> Like generational garbage collection, which is I guess is one way to take
> into account of frequency of use. When an object is used more than X
> times it jumps to the next generation. In the next generation it is
> checked less often making it more efficient than just checking the
> frequency + LRU of all objects to see who should go. But your're right
> that my suggestion is to use frequency.
Then I'd rather discuss the latter than a specific implementation. There
are other things that "should" go into cache decisions too, like the number
of bytes occupied by an object. A realistic cost function is complicated;
for example, booting a large object may be attractive because getting rid of
it can make room for many smaller objects, but booting a large object may
also be unattractive because it costs more to (re)fetch a large number of
bytes on a subsequent cache miss. And regardless of size, it's potentially
much more expensive to boot an object from the ZODB cache if it's not in the
ZEO cache than if it is. Stuff like that.
Alas, optimal cache replacement in the face of most real-life complications
is known to be in NP even with perfect foreknowledge of future accesses.
It's still necessary to define what the goal (cost function) is, though.
For example, you mentioned spiders originally, and Chris suggested a
practical way to address that (albeit on the Zope side).
>> ... But that's a more complicated cache design than pure LRU, so who
>> knows if it would be a _net_ win.
> It may not but it seems worth thinking about. It certainly seems that
> there could be lots of 'temporary' loads vs frequently used objects. I
> guess this also overlaps with another recent email talking about
> releasing objects before the end of the transaction due to loads which
> are 'temporary'.
Yup, it overlaps with a lot of things. In the end it needs code and
comparative measurement against "typical" configurations and workloads.
>> Buying more RAM is an idea that just never gets old <wink>.
> Hearing that suggestion does get very old.
"<wink>" meant I was joking.
> When running your own machine buying ram is very cheap. When using
> hosted zope instances it is not so cheap. If zope use memory
> ineffectively and it is possible to make it more effective within a
> reasonable effort then I don't see that as something that should be
Neither do I, but we're lacking a demonstration that such an opportunity is
being missed here. Cache behavior on real workloads is really (really)
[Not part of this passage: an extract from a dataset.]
Issue #391, opened 2020-04-18
input_output_response for discrete time system confuses state with derivative


salomonsters:
In iosys, function input_output_response supports both continuous time and discrete time system. However, the discrete-time system simulation doesn't work as intended.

complicated, and I don't trust any "head arguments" as a result. It's
especially complicated for ZODB because serious Zope installations run ZEO
too, and a ZODB cache miss can go on to become a ZEO cache hit or ZEO cache
miss, with vastly different costs on the ZEO end. Jeremy Hylton summarized
what we learned about trying a large number of alternatives for the ZEO
cache (based on as many "real life" ZEO cache traces as we were able to get
at the time) here:
There's a list of references here:
One striking thing is that what authors said about their algorithms'
behavior, based on their workloads, rarely matched what we observed on our
workloads. That's common when using inexpensive heuristics aiming at
NP-class problems, and worse here because ZEO's cache is really a
second-level cache. I don't expect it to become vastly easier when modeling
ZODB's first-level cache, though. The current ZODB LRU algorithm is a vast
improvement over what came before it, and does appear to hit a sweet spot.
Dieter seems convinced that we're missing an efficiently addressable win in
booting "very large" objects out of ZODB's cache first. If that gets
somewhere it will be because he backs it with code and real-life
measurement. If I had time (I don't ...), I'd like to move toward a more
general cost-function based approach, informed by ZODB cache traces taken
from real applications. We don't have any ZODB cache traces (neither code
to create them) now. And I'd rather measure than count votes <0.9 wink>.